Cláudia Mariza Mattos Brandão[i]

Amanda Ribeiro Corrêa[ii]

Daniela Pereira dos Santos[iii]

 

 

 

RESUMO: O artigo discute algumas questões envolvendo manifestações de fé, relacionadas ao caráter sagrado da água, e suas implicações, a partir do pensamento de Gaston Bachelard.

 

 

Os primeiros documentos escritos da humanidade, obras dos sumérios, são códigos que regulam o uso da água. As civilizações antigas reconheciam na água, além do caráter sagrado que a ela era conferido, um fator econômico preponderante, por permitir o transporte de produtos e matérias primas, promovendo a expansão política, econômica e social (LIEBMANN, 1979).

E a relação da humanidade com a água em todos os sentidos continuou sendo marcante, tanto que em virtude da influência grega, as cidades romanas também eram planejadas levando-se em consideração o suprimento de água potável e a eliminação dos esgotos. As ruas dessas cidades eram regulares e construídas em ângulo reto, oferecendo a possibilidade de melhor aeração, protegendo do mosquito da malária e proporcionando boa visão geral sobre toda a cidade. A limpeza e a conservação das ruas eram uma prioridade, demonstrando a preocupação dos governantes com a saúde humana, afirma Liebmann.

E de acordo com o autor, foi a consciência social da necessidade de preservação da qualidade dos mananciais - para o suprimento de uma população urbana em crescimento - e o caráter mítico da água, os fatores que favoreceram a preservação do meio ambiente na Antiguidade. Entretanto, ele também nos diz que embora as crenças, as noções técnicas e os conhecimentos sobre as ciências naturais, a visão antropocêntrica dessa cultura restringiu as preocupações ambientais ao espaço físico das cidades, esquecendo-se do entorno e desconsiderando as inter-relações.

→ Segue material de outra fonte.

PR #2881, opened 2026-06-14
Upscale radar traces from SVG and pngcrush them

oznogon:
Upscale ship, blip, and arrow radar traces from 32x32 to 128x128 via SVG recreations of stock traces, and run pngcrush against all radar traces to reduce file sizes.

Trace shapes are retained, with as few differences I could manage from their current sprites. These traces should also have more consistent transparent margins, which results in some scaling differences that are particularly noticeable with space stations.

`hugestation` isn't part of this PR, since the trace of the sprite wasn't symmetrical enough when upscaled despite producing the same output as the original sprite.


oznogon:
Closing to redraw everything from scratch on a grid instead of trying to match the original sprites, which will probably wind up being closer to the rejected/abandoned #2482

PR #2882, opened 2026-06-14
 Replace mine blip trace with mine weapon icon 

oznogon:
Stacked on/requires #2881.

- Use a 128x128 marginless version of the mine weapon icon for mine radar traces.
- Change Lua API mine sizes (currently `10`) to match the default player-launched mine size (`16`).

Before: mines use a slightly different blip than blip.png, and mines launched by players default to a larger blip size than mines placed by Lua scenario scripting

Screenshot_20260614_123151
Screenshot_20260614_123144
Screenshot_20260614_123134

After: mines use the mine weapon blip, and mines placed by Lua scenario scripting are the same size as mines launched from a `medium` tube

Screenshot_20260614_123012
Screenshot_20260614_123004
Screenshot_20260614_122953


oznogon:
To capture a Discord conversation from 2024, this was rejected due to the icon's design.

PR #2887, opened 2026-07-10
add slow down function to reduce game speed to 10%

Piglit:
available as:
* GM button
* Lua function

This feature was requested for some larp-scenarios. I'm not sure if it should be part of the base game.


oznogon:
#2680 implemented a time-scale control as a GuiSelector, but for accelerated time scales. daid rejected it for physics concerns. The interface and script APIs could be adapted to also (or only) reduce the time scale.

PR #765, opened 2026-04-10
Update Jetty to 10.0.26, 11.0.26, 12.0.34 and 12.1.8

lachlan-roberts:
It has been a while since the Jetty version has been updated here.

- Jetty 10 and 11 are now EOL so I have updated them to `10.0.26` and `11.0.26` which will be the last public releases of these lines. 
- Update from `12.0.14` to `12.0.34`.
- Introduce Jetty `12.1.x` versions, starting from `12.1.8` and setting this as the default.


olamy (approved):
lgtm

marc0der:
Thanks for contributing!

PR #774, opened 2026-05-13
Add Kotlin Toolchain

singleton11:
Initial migration to add Kotlin Toolchain.

### DIFF
--- a/src/main/scala/io/sdkman/changelogs/KotlinToolchainMigrations.scala
+++ b/src/main/scala/io/sdkman/changelogs/KotlinToolchainMigrations.scala
@@ -12,10 +12,13 @@ class KotlinToolchainMigrations {
   )
   def migration001(implicit db: MongoDatabase) =
     Candidate(
-      candidate = "kotlin-toolchain",
+      candidate = "kotlintoolchain",
       name = "Kotlin Toolchain",
       description =
-        "A set of tools for building and managing Kotlin projects, with a focus on user experience and tooling.",
+        "The Kotlin Toolchain is a unified entry point into Kotlin with a focus on user experience and IDE support." +
+          " It includes build tooling functionality as one of its core components. It can build plain JVM console " +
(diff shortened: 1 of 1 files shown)


src/main/scala/io/sdkman/changelogs/KotlinToolchainMigrations.scala
```diff
@@ -0,0 +1,22 @@
...
+@ChangeLog(order = "093")
+class KotlinToolchainMigrations {
+  @ChangeSet(
+    order = "001",
+    id = "001_add_kotlin_toolchain_candidate",
+    author = "singleton11"
+  )
+  def migration001(implicit db: MongoDatabase) =
+    Candidate(
+      candidate = "kotlin-toolchain",
```
marc0der: We don't have any candidates with a dash. All candidate names are a continuous string of alpha characters. Can you adapt it to something like the others?

src/main/scala/io/sdkman/changelogs/KotlinToolchainMigrations.scala
```diff
@@ -0,0 +1,22 @@
...
+      name = "Kotlin Toolchain",
+      description =
+        "A set of tools for building and managing Kotlin projects, with a focus on user experience and tooling.",
```
marc0der: This description will be used on our website and also by the `sdk ls` command.  Can you flesh it out a bit more?

klikh: Thanks for the review, Marco! Would the following description be sufficient?

> The Kotlin Toolchain is a unified entry point into Kotlin with a focus on user experience and IDE support. It includes build tooling functionality as one of its core components.
> 
> It can build plain JVM console applications, Android and iOS mobile applications, server-side application like Spring or Ktor, multiplatform projects that share business logic and/or UI, and more.

marc0der (approved):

Os estudos de Liebmann (1997) destacam as intrínsecas relações da humanidade com a água, permeadas por manifestações de religiosidades que confirmam o seu caráter sagrado. E foi a reflexão estética e filosófica sobre esse tema, o que motivou os pesquisadores do PhotoGraphein – Núcleo de Pesquisa em Fotografia e Educação (UFPel/CNPq) a acompanhar as homenagens que aconteceram em São José do Norte (RS), dedicadas à Iemanjá e à Nossa Senhora dos Navegantes, em fevereiro de 2013. 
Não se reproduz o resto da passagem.